Domain-decomposition nonlinear manifold reduced order model

This software combines nonlinear-manifold reduced order models (NM-ROMs) with domain decomposition (DD) techniques. NM-ROMs, which utilize a shallow, sparse autoencoder trained with full order model (FOM) snapshot data, approximate the FOM state on a nonlinear manifold. These models offer advantages over linear-subspace ROMs (LS-ROMs) particularly in scenarios with slowly decaying Kolmogorov n-width. However, the training of NM-ROMs involves a number of parameters that scale with the size of the FOM, and storing high-dimensional FOM snapshots can significantly increase the cost of ROM training for extreme-scale problems. To mitigate these costs, the software employs DD to partition the FOM into smaller subdomains, computes NM-ROMs for each, and then integrates these to form a global NM-ROM. This strategy offers multiple benefits: it enables parallel training of subdomain NM-ROMs, reduces the number of parameters needed, decreases the dimensional requirements of subdomain FOM training data, and allows for customization to the unique characteristics of each FOM subdomain. The use of a shallow, sparse autoencoder architecture in each subdomain NM-ROM facilitates the application of hyper-reduction (HR), simplifying the nonlinear complexities and enhancing computational speed. This software marks the inaugural application of NM-ROM combined with HR to a DD problem.

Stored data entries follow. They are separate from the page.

Issue #281, opened 2022-07-27
PyPi still using release 2.2.1


tjburch:
If you want the fresh 2.2.3, you'll have to install from the repo. 

Brought up in the devs slack but just wanted to make an issue about it so we could remember/track it, and so it'd be out there in the public too. Not sure what needs to be done workflow-wise here but just keeping it on the radar.

bdilday:
I juts noticed that the deploy stage of the CI failed https://github.com/jldbc/pybaseball/actions/runs/2584633111
The logs have expired so not sure why. Maybe we could bump to `2.2.4` and try to release to find out what the error was?

tjburch:
Good catch - @schorrm are you able to do that?

schorrm:
Yes. Will do today

tjburch:
I think we just need to bump the number here: https://github.com/jldbc/pybaseball/blob/9c0939020659b1d015f429031fce7a74923e9f16/setup.py#L22

tjburch:
[Updated](https://github.com/jldbc/pybaseball/commit/983902b7821659d34fe8755822298ceb335b3051). Tried rerunning the most recent 2.2.4 release workflow but still got the failure. I _think_ it's just re-running the action as-is, without picking up the newest file change. Which means we hopefully just need to manually set off another call to that workflow. Worst case scenario, change setup.py to 2.2.5 and have yet another release.

PR #295, opened 2022-12-10
Add module level __version__method

tjburch:
Following some of the annoyance in #281, I thought it might be good to introduce a module level __version__ method like a lot of packages out there have. This adds that to a new file called `pybaseball/version.py`, which we should increment at every release. It's loaded in `pybaseball.__init__.py` so you can do the following:

```
>>> import pybaseball
>>> pybaseball.__version__
'2.2.4'
```

Then lastly, `setup.py` loads in the value from that file rather than internally defining it.


BrayanMnz:
Safe to merge per my review.

tjburch:
With all the recent bug fixes, I think it's time to version bump. I raised the value on this PR, and then we should be good to go for that. @schorrm, if you're good with this, merge and bump. Otherwise if you don't want the method in this PR you can just raise the numbers without the new method and bump.

tjburch:
replaced by #320 after a truly wretched diff here.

It features an algebraic DD reformulation of the FOM, training of NM-ROMs with HR for each subdomain, and employs a sequential quadratic programming (SQP) solver for the evaluation of the coupled global NMROM. The effectiveness of the DD NM-ROM with HR is numerically demonstrated on the 2D steady-state Burgers' equation, showing an order of magnitude improvement in accuracy over the DD LS-ROM with HR.